Problem to work on -
Lines before the one containing "To mitigate this" are left out; copy that line and every later line through the end of the data exactly.

Data shown -
--- --- ---

PR #11880, opened 2024-10-01
Set `config_sync.enabled` field to `true` to fix broken tests

haiyanmeng:
Terraform google provider v5.41.0 (released on Aug 12, 2024) introduced a new field `config_sync.enabled` to the google_gke_hub_feature_membership resource. The default value of this field is false. However, when the field is omitted from the Terraform resource, Terraform sets the field to false in the ACM Hub API explicitly. This issue causes the Terraform users to fail to install Config Sync unless they set the new field to true explicitly.

To mitigate this issue, we enhanced the Hub CLH to throw an error if Config Sync is explicitly disabled and the Git or OCI configuration is set.

Our Terraform users need to set the new field to true explicitly to install Config Sync from v5.41.0. For existing CS installations, upgrading from Terraform versions prior to v5.41.0 to versions >= v5.41.0 does not break users, and does not uninstall Config Sync.

part of https://github.com/hashicorp/terraform-provider-google/issues/14591. 

```release-note:none

```

### DIFF
--- a/mmv1/third_party/terraform/services/gkehub/resource_gke_hub_feature_membership_test.go.tmpl
+++ b/mmv1/third_party/terraform/services/gkehub/resource_gke_hub_feature_membership_test.go.tmpl
@@ -108,6 +108,7 @@ resource "google_gke_hub_feature_membership" "feature_member_1" {
   configmanagement {
     version = "1.18.2"
     config_sync {
+      enabled = true
       source_format = "hierarchy"
       git {
         sync_repo   = "https://github.com/GoogleCloudPlatform/magic-modules"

--- --- ---

Response -
To mitigate this issue, we enhanced the Hub CLH to throw an error if Config Sync is explicitly disabled and the Git or OCI configuration is set.

Our Terraform users need to set the new field to true explicitly to install Config Sync from v5.41.0. For existing CS installations, upgrading from Terraform versions prior to v5.41.0 to versions >= v5.41.0 does not break users, and does not uninstall Config Sync.

part of https://github.com/hashicorp/terraform-provider-google/issues/14591. 

```release-note:none

```

### DIFF
--- a/mmv1/third_party/terraform/services/gkehub/resource_gke_hub_feature_membership_test.go.tmpl
+++ b/mmv1/third_party/terraform/services/gkehub/resource_gke_hub_feature_membership_test.go.tmpl
@@ -108,6 +108,7 @@ resource "google_gke_hub_feature_membership" "feature_member_1" {
   configmanagement {
     version = "1.18.2"
     config_sync {
+      enabled = true
       source_format = "hierarchy"
       git {
         sync_repo   = "https://github.com/GoogleCloudPlatform/magic-modules"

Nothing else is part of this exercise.